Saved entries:
PR #262, opened 2026-08-13
chore: discover schemas from bound exports per provider

FWuermse:
This change retires the provider configuration and discovers schemas and providers by the bindings in the workspaces of an org.

- APIBindingWatcher does not rely on config anymore
- Config does not need the Provider name/ws anymore
- Only bound resources are staged for indexing
- Backwards compatible in regards to index naming

Addresses [PR 370](https://github.com/platform-mesh/backlog/issues/370)

### DIFF
--- a/operators/search-operator/internal/subroutine/apibinding_watcher.go
+++ b/operators/search-operator/internal/subroutine/apibinding_watcher.go
@@ -139,11 +139,13 @@ func (s *apiBindingWatcherSubroutine) Process(ctx context.Context, instance runt
 		providerPath := b.Spec.Reference.Export.Path
 		providerClient, err := GetScopedClient(mcMngr.GetConfig(), mcMngr.GetScheme(), providerPath)
 		if err != nil {
+			log.Warn().Str("provider", providerPath).Msg("failed to get provider client")
 			continue
 		}
 
 		schemas, err := boundSchemasForBinding(ctx, providerClient, b)
 		if err != nil {
+			log.Warn().Str("binding", b.Name).AnErr("due to", err).Msg("failed to get bound Resource Schemas for binding")
 			continue
 		}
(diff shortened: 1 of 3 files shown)


operators/search-operator/internal/subroutine/apibinding_watcher.go
```diff
@@ -132,13 +130,37 @@ func (s *apiBindingWatcherSubroutine) Process(ctx context.Context, instance runt
...
+	for _, b := range otherBindings.Items {
+		if b.Status.Phase != kcpapisv1alpha1.APIBindingPhaseBound {
+			continue
+		}
+		mcMngr := s.mgr.GetLocalManager()
+
+		providerPath := b.Spec.Reference.Export.Path
+		providerClient, err := GetScopedClient(mcMngr.GetConfig(), mcMngr.GetScheme(), providerPath)
+		if err != nil {
+			continue
```
pteich, line 143: Is it ok to just continue here? consider at least log the error so that we can debug issues.

operators/search-operator/internal/subroutine/apibinding_watcher.go
```diff
@@ -132,13 +130,37 @@ func (s *apiBindingWatcherSubroutine) Process(ctx context.Context, instance runt
...
+		}
+
+		schemas, err := boundSchemasForBinding(ctx, providerClient, b)
 		if err != nil {
-			return ctrl.Result{}, errors.NewOperatorError(fmt.Errorf("resolve fields for binding %q: %w", binding.Name, err), true, false)
+			continue
```
pteich, line 149: same here, consider at least log it and then continue

pteich (dismissed):

OlegErshov (approved):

TASK DETAILS:
Please copy out the records exactly as they appear.

SOLUTION TO THIS EXERCISE:
PR #262, opened 2026-08-13
chore: discover schemas from bound exports per provider

FWuermse:
This change retires the provider configuration and discovers schemas and providers by the bindings in the workspaces of an org.

- APIBindingWatcher does not rely on config anymore
- Config does not need the Provider name/ws anymore
- Only bound resources are staged for indexing
- Backwards compatible in regards to index naming

Addresses [PR 370](https://github.com/platform-mesh/backlog/issues/370)

### DIFF
--- a/operators/search-operator/internal/subroutine/apibinding_watcher.go
+++ b/operators/search-operator/internal/subroutine/apibinding_watcher.go
@@ -139,11 +139,13 @@ func (s *apiBindingWatcherSubroutine) Process(ctx context.Context, instance runt
 		providerPath := b.Spec.Reference.Export.Path
 		providerClient, err := GetScopedClient(mcMngr.GetConfig(), mcMngr.GetScheme(), providerPath)
 		if err != nil {
+			log.Warn().Str("provider", providerPath).Msg("failed to get provider client")
 			continue
 		}
 
 		schemas, err := boundSchemasForBinding(ctx, providerClient, b)
 		if err != nil {
+			log.Warn().Str("binding", b.Name).AnErr("due to", err).Msg("failed to get bound Resource Schemas for binding")
 			continue
 		}
(diff shortened: 1 of 3 files shown)


operators/search-operator/internal/subroutine/apibinding_watcher.go
```diff
@@ -132,13 +130,37 @@ func (s *apiBindingWatcherSubroutine) Process(ctx context.Context, instance runt
...
+	for _, b := range otherBindings.Items {
+		if b.Status.Phase != kcpapisv1alpha1.APIBindingPhaseBound {
+			continue
+		}
+		mcMngr := s.mgr.GetLocalManager()
+
+		providerPath := b.Spec.Reference.Export.Path
+		providerClient, err := GetScopedClient(mcMngr.GetConfig(), mcMngr.GetScheme(), providerPath)
+		if err != nil {
+			continue
```
pteich, line 143: Is it ok to just continue here? consider at least log the error so that we can debug issues.

operators/search-operator/internal/subroutine/apibinding_watcher.go
```diff
@@ -132,13 +130,37 @@ func (s *apiBindingWatcherSubroutine) Process(ctx context.Context, instance runt
...
+		}
+
+		schemas, err := boundSchemasForBinding(ctx, providerClient, b)
 		if err != nil {
-			return ctrl.Result{}, errors.NewOperatorError(fmt.Errorf("resolve fields for binding %q: %w", binding.Name, err), true, false)
+			continue
```
pteich, line 149: same here, consider at least log it and then continue

pteich (dismissed):

OlegErshov (approved):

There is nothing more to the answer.